Apolipoprotein A1 Inhibits TGF-β1-Induced Epithelial-to-Mesenchymal Transition of Alveolar Epithelial Cells / 결핵및호흡기질환
Tuberculosis and Respiratory Diseases
; : 143-152, 2016.
Article
em En
| WPRIM
| ID: wpr-197492
Biblioteca responsável:
WPRO
ABSTRACT
BACKGROUND: Idiopathic pulmonary fibrosis (IPF) is a progressive and lethal lung disease characterized by the accumulation of excessive fibroblasts and myofibroblasts in the extracellular matrix. The transforming growth factor β1 (TGF-β1)-induced epithelial-to-mesenchymal transition (EMT) is thought to be a possible source of fibroblasts/myofibroblasts in IPF lungs.
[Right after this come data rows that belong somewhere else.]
PR #46, opened 2017-04-09
Error in processing async child message

openhubframework:
In situation that some message has child message and this child message has another child message, then head parent message stays always in state WAITING.

Solution:
- recursively call method setStateOk and setStateFailed for parent message
- change state to OK on parent message only if it is in WAITING state 

JIRA:
https://openhubframework.atlassian.net/browse/OHFJIRA-67

### DIFF
--- a/core/src/main/java/org/openhubframework/openhub/core/common/asynch/msg/MessageServiceImpl.java
+++ b/core/src/main/java/org/openhubframework/openhub/core/common/asynch/msg/MessageServiceImpl.java
@@ -24,6 +24,7 @@ import java.util.List;
 import java.util.Map;
 import javax.annotation.Nullable;
 
+import org.apache.commons.collections4.MapUtils;
 import org.apache.commons.lang3.StringUtils;
 import org.apache.commons.lang3.exception.ExceptionUtils;
 import org.slf4j.Logger;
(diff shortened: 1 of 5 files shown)


core/src/main/java/org/openhubframework/openhub/core/common/dao/MessageDao.java
```diff
@@ -82,6 +82,14 @@
     List<Message> findChildMessages(Message msg);
 
     /**
+     * Finds all child message for parent message.
```
pjuza, line 85: "Finds all child messages of specified parent message."

core/src/main/java/org/openhubframework/openhub/core/common/asynch/msg/MessageSplitterImpl.java
```diff
@@ -103,6 +103,8 @@ public final void splitMessage(@Header(AsynchConstants.MSG_HEADER) Message paren
 
         // mark original message as parent message
         parentMsg.setParentMessage(true);
+        // message has child so on parent set waiting state
```
pjuza, line 106: // message has child => set parent message's state WAITING

core/src/main/java/org/openhubframework/openhub/core/common/asynch/msg/MessageServiceImpl.java
```diff
@@ -279,6 +284,11 @@ private void setParentMsgFailed(Message msg) {
         messageDao.update(parentMsg);
 
         LOG.debug("State of the parent message " + parentMsg.toHumanString() + " was changed to " + MsgStateEnum.FAILED);
+
+        //if message has parent another parent message then set parent message into FAILED
```
pjuza, line 288: // if message has 'hard' parent message then set parent's state to FAILED too

pjuza (approved):
It's hard to find these kinds of errors - thank you for correction.

hanusto (approved):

We have previously reported that apolipoprotein A1 (ApoA1) has anti-fibrotic activity in experimental lung fibrosis. In this study, we determine whether ApoA1 modulates TGF-β1-induced EMT in experimental lung fibrosis and clarify its mechanism of action. METHODS: The A549 alveolar epithelial cell line was treated with TGF-β1 with or without ApoA1. Morphological changes and expression of EMT-related markers, including E-cadherin, N-cadherin, and α-smooth muscle actin were evaluated. Expressions of Smad and non-Smad mediators and TGF-β1 receptor type 1 (TβRI) and type 2 (TβRII) were measured. The silica-induced lung fibrosis model was established using ApoA1 overexpressing transgenic mice. RESULTS: TGF-β1-treated A549 cells were changed to the mesenchymal morphology with less E-cadherin and more N-cadherin expression. The addition of ApoA1 inhibited the TGF-β1-induced change of the EMT phenotype. ApoA1 inhibited the TGF-β1-induced increase in the phosphorylation of Smad2 and 3 as well as that of ERK and p38 mitogen-activated protein kinase mediators. In addition, ApoA1 reduced the TGF-β1-induced increase in TβRI and TβRII expression. In a mouse model of silica-induced lung fibrosis, ApoA1 overexpression reduced the silica-mediated effects, which were increased N-cadherin and decreased E-cadherin expression in the alveolar epithelium. CONCLUSION: Our data demonstrate that ApoA1 inhibits TGF-β1-induced EMT in experimental lung fibrosis.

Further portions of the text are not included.